Question

Complete the formal proof of (~Q→~R)v(R&~Q) from no premises. The empty premise line is not numbered. Hint: there are longer ways of doing the proof that require the 5-step plan in the middle somewhere, but we require to you find the shortcuts and do it in 11 lines.
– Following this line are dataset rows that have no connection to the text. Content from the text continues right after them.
PR #3303, opened 2020-04-27
Remove custom coverage for dotCover, OpenCover, VS ccov

### LINKED ISSUE #3296: Fix Code coverage import from multiple test projects

costin-zaharia-sonarsource:
There are multiple problems with it:
- it is a work around meant to solve the coverage of properties
with get and set on the same line but we received feedback from
community that this is not wanted in all the cases (e.g. properties
of serialized types)
- it is not computed correctly if a code file is covered by tests from
different projects
- it can be confusing since it will contradict the information from
the coverage file generated by the tool

If we decide in the future that we still want to have this, there should
be an option to enable/disable this (probably disabled by default)

Fixes #3296


andrei-epure-sonarsource:
I mean the UTs for OpenCover, dotCover and VS cover reports

costin-zaharia-sonarsource:
> I wouldn't remove the tests, I would just update them
> 
> The tests are valuable to see the behavior, and for example for VS ccoverage, you haven't reverted [all the changes](https://github.com/SonarSource/sonar-dotnet/pull/3251/files#diff-733c1184b558489d17812fa57e057ef3) we did in the branch coverage sprint, so having the tests would still be useful to see the behavior

I've added back the vstest tests and reverted the VisualStudioCoverageXmlReportParser completely. For dotCover I've just removed the calls done to publish coverage.

sonar-dotnet-shared-library/src/main/java/org/sonar/plugins/dotnet/tests/Coverage.java
```diff
@@ -34,7 +33,6 @@
   private static final int GROW_FACTOR = 2;
   private static final int SPECIAL_HITS_NON_EXECUTABLE = -1;
   private final Map<String, int[]> hitsByLineAndFile = new HashMap<>();
-  private final Map<String, List<BranchCoverage>> branchCoverageByFile = new HashMap<>();
   private final List<BranchPoint> branchPoints = new ArrayList<>();
```
andrei-epure-sonarsource, line 36: is this needed?

sonar-dotnet-shared-library/src/test/java/org/sonar/plugins/dotnet/tests/CoverageReportImportSensorTest.java
```diff
@@ -136,8 +136,6 @@ public void analyze() throws Exception {
     SensorContextTester context = computeCoverageMeasures(false);
     assertThat(context.lineHits("foo:Foo.cs", 2)).isEqualTo(1);
     assertThat(context.lineHits("foo:Foo.cs", 4)).isEqualTo(0);
-    assertThat(context.coveredConditions("foo:Foo.cs", 1)).isEqualTo(2);
```
andrei-epure-sonarsource, line 139: do you have to remove these lines, or can you just update them?

sonar-dotnet-shared-library/src/main/java/org/sonar/plugins/dotnet/tests/Coverage.java
costin-zaharia-sonarsource: I'm not sure I understand what you mean. In this case the variable was not used anymore since we no longer push branch coverage this way so it can be removed.

sonar-dotnet-shared-library/src/test/java/org/sonar/plugins/dotnet/tests/CoverageReportImportSensorTest.java
costin-zaharia-sonarsource: I've added the lines back and updated the expected values to null

sonar-dotnet-shared-library/src/main/java/org/sonar/plugins/dotnet/tests/Coverage.java
andrei-epure-sonarsource: exactly - so I think you can remove what's not used anymore, unless you reckon it's going to be used in the next PR

andrei-epure-sonarsource: my comment is on this line
```
   private final List<BranchPoint> branchPoints = new ArrayList<>(); 
```

costin-zaharia-sonarsource: We discussed directly, but I will add a comment also here to not forget about it. This is needed in order to properly compute the imported branch coverage.

andrei-epure-sonarsource:
there was probably a glitch with the github notification, but all jobs passed and binaries got updated ... so I merged the PR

Use -> for arrow, # for contradiction; justify subproof assumptions with Assume; always drop outer parentheses; no spaces in PROP.

Answer 1

To complete the formal proof of (~Q→~R)v(R&~Q) from no premises, you can use the disjunctive syllogism.

Step-by-step explanation:

To complete the formal proof of (~Q→~R)v(R&~Q) from no premises, you can use the disjunctive syllogism. Here's a step-by-step proof:

1. Assume ~(~Q→~R) as a subproof assumption.
2. Use disjunction introduction to derive (~Q→~R)v(R&~Q).
3. Assume ~(R&~Q) as a subproof assumption.
4. Use disjunction introduction to derive (~Q→~R)v(R&~Q).
5. Assume ~Q as a subproof assumption.
6. Use reductio ad absurdum on the assumption ~Q to derive Q.
7. Use conjunction introduction to derive (Q & ~Q).
8. Use contradiction elimination to derive ~(~Q→~R).
9. Use disjunction introduction to derive (~Q→~R)v(R&~Q).

Answer 2

The question requires constructing a formal proof of (~Q→~R)v(R&~Q) using logical principles like Reductio Ad Absurdum and disjunctive syllogisms, within an 11-line constraint and without any given premises.

Step-by-step explanation:

The student is asking for help in constructing a formal proof in propositional logic. This specific proof requires finding a concise argument path that arrives at the conclusion (~Q→~R)v(R&~Q) without any given premises, using only 11 lines. A hint suggests that finding shortcuts is essential, rather than using the longer 5-step plan typically associated with logical proofs. The proof likely employs logical principles such as Reductio Ad Absurdum (RAA), disjunctive syllogisms, and rules for introducing and eliminating logical operators.